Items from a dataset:
____

PR #412, opened 2021-02-26
add SystemUserSpawner.run_as_root

minrk:
when True, defer to image handing of $NB_UID and $NB_GID

this was previously a hard-to-opt-out default, but I think should be opt-in because images that do not support this will run all uses as root by default.

Downside of off-by-default: it's an extra flag needed to use docker-stacks to their full potential (they should still work without it, though, but usernames will not match, etc.)

Upside: userid is always right by default, no matter what image you use, no longer launch images as root that don't need it

closes #311
closes #283

PR #421, opened 2021-03-24
Changelog for 12.0

### LINKED ISSUE #366: Release a new version?
The last release was 12 months ago, with some bugfixes landing on master in the meantime (in particular #334 affects my deployment). Is there a plan to make a new (possibly bugfix) release?

minrk:
- [x] waiting for #412 at least

Highlights the breaking changes in run_as_root and container-name escaping.

Next version drops the leading 0, so planning to release 12.0 instead of 0.12.

closes #366

### DIFF
--- a/CHANGELOG.md
+++ b/CHANGELOG.md
@@ -6,6 +6,117 @@ command line for details.
 
 ## [Unreleased]
 
+## 12
+
+### [12.0] 2021-03
+
+This is a big release!
+
+Several bugs have been fixed, especially in SwarmSpawner, and more configuration options added.
+
+#### New escaping scheme
+
+In particular, the biggest backward-incompatible change to highlight
+is the container (and volume) name escaping scheme now produces DNS-safe results, which matches the behavior of kubespawner.
+This is a stricter subset of characters than docker containers strictly require,
+but many features don't work right without it.
+The result is for certain user names and/or server names, their container and/or volume names will change.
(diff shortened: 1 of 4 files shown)


consideRatio:
@minrk is the practice of promoting the minor version to be the major version an established thing to do in situations when about to start using the major version number?

GeorgianaElena (approved):
LGTM :rocket:

(going from `0.12` to `12.0` is new for me too :astonished:)

minrk:
> If you can confirm that you really intended to release 12.0 rather than 0.12 or 1.0, then go for a merge!

It is intentional and I have done it before (on pyzmq), but I don't think it's common. I'm open to objections!

The idea is to get around the stress of "are we ready for 1.0?!" by skipping it entirely. 1.0 carries a lot of weight, but isn't really meaningful in practice. There is *lots* of software out there with a leading 0 that is mature and used widely in production, which generally means it shouldn't have a leading 0 anymore. But folks often worry too much about "what does 1.0 mean?" or adding a bunch of blockers such as "We need X and Y that we've been talking about for years before we can call it 1.0" so they end up sticking with 0.x for much longer than the maturity of the package suggests. There is even a perverse factor that the longer you wait to make 1.0, the *more* work it is to make a release that feels big enough to call it 1.0, when the opposite should be true. This strategy of "just drop the leading 0" is a way of communicating: **we are ready for general use, but this is also just the next release, not a special milestone**.

consideRatio:
@minrk well thought out! :) Sounds good to me!

Issue #432, opened 2021-07-14
CI has stopped


minrk:
### Bug description

CI has stopped passing, compare [last successful run](https://github.com/jupyterhub/dockerspawner/actions/runs/689633780) and the same commit [fails today](https://github.com/jupyterhub/dockerspawner/actions/runs/1029881955)

Since GHA aggressively purges test logs, it's hard to compare the working and failing test environments.

When I run the tests in a fresh env (on a mac), everything passes, which makes things hard to debug.

#### Expected behaviour

Tests that passed before, continue to pass on the same commit.

#### Actual behaviour

start/stop tests fail with:

<details>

____

TASK ITEM: Begin at the first line of the entries above and copy every line exactly, ending with the line that contains "this was previously".

RESPONSE TO THIS EXERCISE:
PR #412, opened 2021-02-26
add SystemUserSpawner.run_as_root

minrk:
when True, defer to image handing of $NB_UID and $NB_GID

this was previously a hard-to-opt-out default, but I think should be opt-in because images that do not support this will run all uses as root by default.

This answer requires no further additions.